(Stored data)
- - - -
PR #2126, opened 2026-03-13
fix: update TokioBackgroundExecutor to join thread instead of detaching

william-ch-databricks:
The `TokioBackgroundExecutor` detaches its background thread on drop, which can cause a race condition with process exit. We hit this in a Postgres extension where the detached thread would conflict with Postgres backend exit.

This udpates `JoiningBackgroundExecutor` to join its thread instead of deatching it, ensuring all runtime cleanup completes before the executor is destroyed. We have currenlty implemented this locally but would like to upstream it.

- Existing executor tests

### DIFF
--- a/kernel/src/engine/default/executor.rs
+++ b/kernel/src/engine/default/executor.rs
@@ -69,12 +69,15 @@ pub mod tokio {
     pub struct TokioBackgroundExecutor {
         sender: ManuallyDrop<tokio::sync::mpsc::Sender<BoxFuture<'static, ()>>>,
         handle: Handle,
+        /// `Option` because `join` takes ownership; we `take` it in `Drop` to move the
+        /// handle out. Never `None` outside of `Drop`.
         thread: Option<std::thread::JoinHandle<()>>,
     }
 
     impl Drop for TokioBackgroundExecutor {
         fn drop(&mut self) {
-            // SAFETY: The inner `Sender` has not been dropped yet because this is the only drop site and `Drop::drop` runs exactly once.
+            // SAFETY: The inner `Sender` has not been dropped yet because this is
+            // the only drop site and `Drop::drop` runs exactly once.
             // Drop sender first to close the channel, signaling the background
             // thread to exit its recv loop.
             unsafe { ManuallyDrop::drop(&mut self.sender) };


william-ch-databricks:
Alternatively, we could change the existing executor to join the thread instead of detaching

dengsh12:
Thanks for identifying this! I also feel like fixing the existing `TokioBackgroundExecutor` works better?

kernel/src/engine/default/executor.rs
```diff
@@ -93,20 +108,24 @@ pub mod tokio {
...
             }
         }
     }
 
     impl TokioBackgroundExecutor {
         fn send_future(&self, fut: BoxFuture<'static, ()>) {
+            let sender = self
+                .sender
+                .as_ref()
+                .expect("sender should be present (not yet dropped)");
```
dengsh12: NIT: I do agree this will never panic, but could we add a comment stating the safety(why never panic) here?

kernel/src/engine/default/executor.rs
```diff
@@ -61,11 +61,26 @@ pub mod tokio {
 
     /// A [`TaskExecutor`] that uses the tokio single-threaded runtime in a
     /// background thread to service tasks.
+    ///
+    /// On drop, the background thread is joined to ensure the runtime is fully
+    /// shut down before the executor is destroyed.
     #[derive(Debug)]
     pub struct TokioBackgroundExecutor {
-        sender: tokio::sync::mpsc::Sender<BoxFuture<'static, ()>>,
+        sender: Option<tokio::sync::mpsc::Sender<BoxFuture<'static, ()>>>,
```
nicklan: We can use [ManuallyDrop](https://doc.rust-lang.org/std/mem/struct.ManuallyDrop.html) instead of an option which should simplify things.

nicklan (commented):
Thanks! One simplification I think, and is it possible to add a test for this?

Otherwise looks good.

william-ch-databricks:
> is it possible to add a test for this?

I looked into adding a test for the join-on-drop behavior, but it's inherently racy. I don't see a straightforward way to assert that drop blocked until spawned tasks completed vs the tasks just finishing before drop was called. Happy to add one if you have an idea for a reliable approach.

The existing executor tests should cover that spawned tasks complete.

kernel/src/engine/default/executor.rs
```diff
@@ -54,18 +54,35 @@ pub mod tokio {
...
+    ///
+    /// On drop, the background thread is joined to ensure the runtime is fully
+    /// shut down before the executor is destroyed.
     #[derive(Debug)]
     pub struct TokioBackgroundExecutor {
-        sender: tokio::sync::mpsc::Sender<BoxFuture<'static, ()>>,
+        sender: ManuallyDrop<tokio::sync::mpsc::Sender<BoxFuture<'static, ()>>>,
         handle: Handle,
-        _thread: std::thread::JoinHandle<()>,
+        thread: Option<std::thread::JoinHandle<()>>,
```
nicklan, line 74: Does this still need to  be an `Option`? I don't see a path where it would ever be `None`, so we can probably just always have it be a `JoinHandle`

william-ch-databricks: `JoinHandle::join` consumes `Self`, so I'm using Option so I can take the value. To me, Option::take() is the simplest, but if you prefer we could also use something else like `ManuallyDrop`

```
let thread = unsafe { ManuallyDrop::take(&mut self.thread) };
let _ = thread.join();
```

kernel/src/engine/default/executor.rs
```diff
@@ -54,18 +54,35 @@ pub mod tokio {
...
+    }
+
+    impl Drop for TokioBackgroundExecutor {
+        fn drop(&mut self) {
+            // SAFETY: The inner `Sender` has not been dropped yet because this is the only drop site and `Drop::drop` runs exactly once.
```
scottsand-db: nit: style: seems much wider than 100 chars?

kernel/src/engine/default/executor.rs
nicklan: Nope, that makes sense thanks. Maybe add a comment to that effect :)

nicklan (approved):
lgtm!

PR #2130, opened 2026-03-13
ci: restrict rust-cache writes to main to prevent PR cache eviction

scottsand-db:

CI builds on PRs were taking ~5 minutes compiling dependencies from scratch ([example](https://github.com/delta-io/delta-kernel-rs/actions/runs/22980782326/job/66719888441?pr=2050)),
even though `Cargo.lock` rarely changes and Swatinem/rust-cache should have been providing
warm caches.

**Root cause:** GitHub Actions caches are scoped by git ref. A PR's cache can only be read
by that same PR, never by sibling PRs. Every PR was writing ~6.3GB of cache entries
(14 jobs x ~450MB each) that no other PR could use. This filled the 10GB cache budget,
LRU-evicted main's shared entries, and forced every PR to compile from scratch.

**Fix:** Add `save-if: ${{ github.event_name == 'push' && github.ref == 'refs/heads/main' }}`
to all Swatinem/rust-cache invocations. PRs still read from main's cache (exact key hit
when `Cargo.lock` matches), but no longer write their own entries. Main's cache stays
alive, and every PR benefits from it.

The condition checks both `event_name == 'push'` and `ref == main` because
`pull_request_target` events (used by benchmark.yml, semver-checks.yml) set `github.ref`
to the base branch (main), not the PR branch. Without the `event_name` guard, those
workflows would incorrectly write cache entries on every PR.

Additionally, `actions-rust-lang/setup-rust-toolchain` bundles its own Swatinem/rust-cache
that writes on every run with no `save-if` support. We disable it with `cache: false` on
all instances and manage caching explicitly via standalone Swatinem/rust-cache steps.

This change can only be validated after merging, since the fix restricts cache writes to
main. The test plan:
1. Merge this PR
2. Observe main's CI run writes caches (`"Saving cache..."` in Swatinem post-action logs)
3. Open a new PR and verify it hits main's cache (`"Found cache"` in logs) and does NOT
   write its own (`"save-if evaluates to false"`)
4. Compare compile times on new PRs against pre-merge baseline (~5 min on PR #2050)

### DIFF
--- a/.github/workflows/benchmark.yml
+++ b/.github/workflows/benchmark.yml
@@ -11,7 +11,12 @@ jobs:
         with:
           ref: ${{ github.event.pull_request.head.sha }}
       - uses: actions-rust-lang/setup-rust-toolchain@v1
+        with:
+          cache: false
+      # See build.yml top-level comment for why save-if is restricted to main.
       - uses: Swatinem/rust-cache@v2
+        with:
+          save-if: ${{ github.event_name == 'push' && github.ref == 'refs/heads/main' }}
       - uses: boa-dev/criterion-compare-action@v3
         env:
           BENCH_TAGS: base
--- a/.github/workflows/build.yml
+++ b/.github/workflows/build.yml
@@ -6,6 +6,29 @@ env:
   CARGO_TERM_COLOR: always
   RUST_BACKTRACE: 1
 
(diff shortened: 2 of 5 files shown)


thinh2 (approved):
lgtm! thank you.

Issue #1671, opened 2026-01-23
CI: Windows "Post Install minimal stable with clippy" step takes 6 minutes and fails with cache cleanup error


scottsand-db:
## Summary

The Windows `build` job in CI is experiencing a significant slowdown during the post-job cleanup phase. The "Post Install minimal stable with clippy" step takes approximately 6 minutes on Windows, compared to ~7 seconds on Ubuntu and ~25 seconds on macOS.

## Details

- **PR:** #1625
- **Run:** https://github.com/delta-io/delta-kernel-rs/actions/runs/21300924583/job/61318170607
- **Affected OS:** Windows (`windows-latest`)
- **Step:** Post Install minimal stable with clippy (cleanup phase of `actions-rust-lang/setup-rust-toolchain@v1`)

### Error Message

```
Post job cleanup.
Post job cleanup.
Cache Configuration
... Cleaning D:\a\delta-kernel-rs\delta-kernel-rs\target ...
Error: ENOENT: no such file or directory, opendir 'D:\a\delta-kernel-rs\delta-kernel-rs\target\tests\target'
Error: Error: ENOENT: no such file or directory, opendir 'D:\a\delta-kernel-rs\delta-kernel-rs\target\tests\target'
... Cleaning cargo registry (cache-all-crates: false) ...
... Cleaning cargo/bin ...
... Cleaning cargo git cache ...
... Saving cache ...
```

### Observations

1. The cache cleanup is trying to access a `target/tests/target` directory that does not exist
2. Despite the ENOENT error, the job eventually completes
3. The 6-minute duration suggests the cleanup process may be hanging or retrying repeatedly before timing out

## Possible Causes

- The `actions-rust-lang/setup-rust-toolchain@v1` action may have Windows-specific issues with its cache cleanup logic
- There might be a path resolution issue with nested `target` directories on Windows
- The error handling may not be failing fast, causing extended wait times

## Suggested Investigation

1. Check if this is a known issue with `actions-rust-lang/setup-rust-toolchain`
2. Consider using explicit `Swatinem/rust-cache@v2` for the `build` job (which other jobs like `ffi_test` already use)
3. Review if any test creates a `target/tests/target` directory structure that only exists transiently

PR #2135, opened 2026-03-15
ci: share rust-cache between build and test jobs

scottsand-db:

The `build` and `test` jobs compile the same `--all-features` dependency tree on the same 3-OS matrix but cache separately because `Swatinem/rust-cache` keys on job name by default. Adding `shared-key: all-features` to both jobs makes them share a single cache entry per OS, saving ~1.3GB of the 10GB cache budget.

**Before** (6 entries, ~2.7GB):
```
v0-rust-build-Linux-x64-9dc3db00-22f2e17d     (469MB)
v0-rust-test-Linux-x64-9dc3db00-22f2e17d      (455MB)
v0-rust-build-Darwin-arm64-30c8a630-22f2e17d   (490MB)
v0-rust-test-Darwin-arm64-30c8a630-22f2e17d    (442MB)
v0-rust-build-Windows_NT-x64-bcaa2ef8-22f2e17d (453MB)
v0-rust-test-Windows_NT-x64-bcaa2ef8-22f2e17d  (452MB)
```

**After** (3 entries, ~1.4GB):
```
v0-rust-all-features-Linux-x64-9dc3db00-22f2e17d
v0-rust-all-features-Darwin-arm64-{hash}-{hash}
v0-rust-all-features-Windows_NT-x64-{hash}-{hash}
```

Verified from the [CI run logs](https://github.com/delta-io/delta-kernel-rs/actions/runs/23121460634) that both jobs produce the same cache key on the same OS:
```
build (ubuntu-latest) Cache Key: v0-rust-all-features-Linux-x64-9dc3db00-22f2e17d
test  (ubuntu-latest) Cache Key: v0-rust-all-features-Linux-x64-9dc3db00-22f2e17d
```

**Important:** both jobs must continue using `--all-features` for the shared cache to be effective. If the feature flags diverge, the shared cache becomes a pessimization (one job's artifacts evict the other's on each main push).

Verified from the [CI run](https://github.com/delta-io/delta-kernel-rs/actions/runs/23121460634) that `build` and `test` on the same OS produce identical cache keys. After merge, the [cache list](https://github.com/delta-io/delta-kernel-rs/actions/caches) should show 3 `all-features-*` entries instead of 6 `build-*`/`test-*` entries.

### DIFF
--- a/.github/workflows/build.yml
+++ b/.github/workflows/build.yml
@@ -142,15 +142,8 @@ jobs:
         with:
           cache: false
           components: clippy
-      # The build and test jobs compile the same dependency tree with --all-features on the
-      # same OS matrix. shared-key replaces the job name component in the cache key,
-      # collapsing two cache entries per OS into one. The full key format is:
-      #   {prefix-key}-{shared-key}-{os.type()}-{os.arch()}-{envHash}-{lockHash}
-      # e.g. v0-rust-all-features-Linux-x64-a1b2c3d4-e5f6g7h8
-      # OS and arch are always appended by rust-cache, so cross-OS separation is automatic.
-      # On main pushes, whichever job finishes first saves the cache; the other's save is a
-      # no-op (GitHub caches are immutable per exact key). Both jobs benefit from cached
-      # dependency compilation on subsequent runs.
+      # Shared with the test job below. Both compile --all-features on the same OS matrix,
+      # so shared-key collapses two cache entries per OS into one (~1.3GB saved).
       - uses: Swatinem/rust-cache@v2
         with:
           shared-key: all-features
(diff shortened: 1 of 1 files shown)


.github/workflows/build.yml
thinh2, line 164: This cargo command run with feature flag, `default-engine-rustls`, will it affect the `--all-features` cache ?

thinh2 (approved):
lgtm, thank you!

.github/workflows/build.yml
scottsand-db: Hm. Good point. let me pause this pr and re-evaluate

Jameson-Crate:
relevant to #1671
- - - -
**ACTIVITY:** The required output is the stretch of entries above from the line containing "- The error" through the line containing "each main push).", reproduced exactly.

**OUTPUT BELOW:**
- The error handling may not be failing fast, causing extended wait times

## Suggested Investigation

1. Check if this is a known issue with `actions-rust-lang/setup-rust-toolchain`
2. Consider using explicit `Swatinem/rust-cache@v2` for the `build` job (which other jobs like `ffi_test` already use)
3. Review if any test creates a `target/tests/target` directory structure that only exists transiently

PR #2135, opened 2026-03-15
ci: share rust-cache between build and test jobs

scottsand-db:

The `build` and `test` jobs compile the same `--all-features` dependency tree on the same 3-OS matrix but cache separately because `Swatinem/rust-cache` keys on job name by default. Adding `shared-key: all-features` to both jobs makes them share a single cache entry per OS, saving ~1.3GB of the 10GB cache budget.

**Before** (6 entries, ~2.7GB):
```
v0-rust-build-Linux-x64-9dc3db00-22f2e17d     (469MB)
v0-rust-test-Linux-x64-9dc3db00-22f2e17d      (455MB)
v0-rust-build-Darwin-arm64-30c8a630-22f2e17d   (490MB)
v0-rust-test-Darwin-arm64-30c8a630-22f2e17d    (442MB)
v0-rust-build-Windows_NT-x64-bcaa2ef8-22f2e17d (453MB)
v0-rust-test-Windows_NT-x64-bcaa2ef8-22f2e17d  (452MB)
```

**After** (3 entries, ~1.4GB):
```
v0-rust-all-features-Linux-x64-9dc3db00-22f2e17d
v0-rust-all-features-Darwin-arm64-{hash}-{hash}
v0-rust-all-features-Windows_NT-x64-{hash}-{hash}
```

Verified from the [CI run logs](https://github.com/delta-io/delta-kernel-rs/actions/runs/23121460634) that both jobs produce the same cache key on the same OS:
```
build (ubuntu-latest) Cache Key: v0-rust-all-features-Linux-x64-9dc3db00-22f2e17d
test  (ubuntu-latest) Cache Key: v0-rust-all-features-Linux-x64-9dc3db00-22f2e17d
```

**Important:** both jobs must continue using `--all-features` for the shared cache to be effective. If the feature flags diverge, the shared cache becomes a pessimization (one job's artifacts evict the other's on each main push).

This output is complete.